→ **Activity**:
The result should be every line in the data below that carries the string "configurable".

=-=-=

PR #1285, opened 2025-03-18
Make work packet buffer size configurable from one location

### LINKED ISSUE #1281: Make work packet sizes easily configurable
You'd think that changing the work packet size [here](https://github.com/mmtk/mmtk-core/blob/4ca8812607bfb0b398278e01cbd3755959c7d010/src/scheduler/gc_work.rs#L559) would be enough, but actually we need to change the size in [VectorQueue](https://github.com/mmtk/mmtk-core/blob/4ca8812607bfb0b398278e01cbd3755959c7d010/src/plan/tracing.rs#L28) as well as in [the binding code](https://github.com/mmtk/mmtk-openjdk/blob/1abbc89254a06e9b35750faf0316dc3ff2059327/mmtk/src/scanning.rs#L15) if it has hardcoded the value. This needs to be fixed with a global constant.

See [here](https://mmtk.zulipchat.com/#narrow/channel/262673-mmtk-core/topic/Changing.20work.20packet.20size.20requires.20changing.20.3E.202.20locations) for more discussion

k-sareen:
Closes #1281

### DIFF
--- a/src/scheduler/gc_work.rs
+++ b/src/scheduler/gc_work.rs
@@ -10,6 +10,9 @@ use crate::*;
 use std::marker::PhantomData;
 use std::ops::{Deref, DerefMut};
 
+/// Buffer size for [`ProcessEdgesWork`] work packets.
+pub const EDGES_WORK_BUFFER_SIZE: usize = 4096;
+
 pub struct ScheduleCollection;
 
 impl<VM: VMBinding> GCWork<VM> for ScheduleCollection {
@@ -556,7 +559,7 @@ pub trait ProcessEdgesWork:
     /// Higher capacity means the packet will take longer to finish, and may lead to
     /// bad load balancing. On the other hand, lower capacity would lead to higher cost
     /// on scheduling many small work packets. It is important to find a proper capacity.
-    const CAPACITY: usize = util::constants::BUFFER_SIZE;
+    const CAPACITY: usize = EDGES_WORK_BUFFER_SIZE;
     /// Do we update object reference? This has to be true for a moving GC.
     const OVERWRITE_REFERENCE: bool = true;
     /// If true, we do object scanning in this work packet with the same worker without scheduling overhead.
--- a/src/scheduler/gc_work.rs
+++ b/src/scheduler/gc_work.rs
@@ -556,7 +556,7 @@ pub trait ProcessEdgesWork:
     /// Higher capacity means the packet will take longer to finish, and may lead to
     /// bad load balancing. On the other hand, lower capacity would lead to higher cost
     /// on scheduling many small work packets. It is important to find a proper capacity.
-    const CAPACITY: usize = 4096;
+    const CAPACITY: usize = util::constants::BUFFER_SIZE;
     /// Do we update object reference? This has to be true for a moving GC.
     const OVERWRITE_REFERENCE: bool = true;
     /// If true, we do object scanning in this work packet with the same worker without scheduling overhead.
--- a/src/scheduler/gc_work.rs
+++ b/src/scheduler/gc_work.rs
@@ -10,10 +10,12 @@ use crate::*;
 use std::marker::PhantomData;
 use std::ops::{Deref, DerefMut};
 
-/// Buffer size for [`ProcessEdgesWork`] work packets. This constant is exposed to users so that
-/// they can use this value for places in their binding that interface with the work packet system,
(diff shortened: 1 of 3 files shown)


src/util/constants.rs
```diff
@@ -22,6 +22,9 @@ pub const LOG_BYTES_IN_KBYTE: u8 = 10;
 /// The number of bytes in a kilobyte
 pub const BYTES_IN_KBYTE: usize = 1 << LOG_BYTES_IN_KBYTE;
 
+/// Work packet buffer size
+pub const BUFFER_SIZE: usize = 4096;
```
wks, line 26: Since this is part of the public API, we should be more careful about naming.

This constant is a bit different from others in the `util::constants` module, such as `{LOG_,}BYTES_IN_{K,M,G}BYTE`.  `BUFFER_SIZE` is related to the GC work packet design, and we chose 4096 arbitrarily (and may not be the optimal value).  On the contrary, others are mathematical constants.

=-=-=

→ **Result of the exercise**:
Make work packet buffer size configurable from one location
### LINKED ISSUE #1281: Make work packet sizes easily configurable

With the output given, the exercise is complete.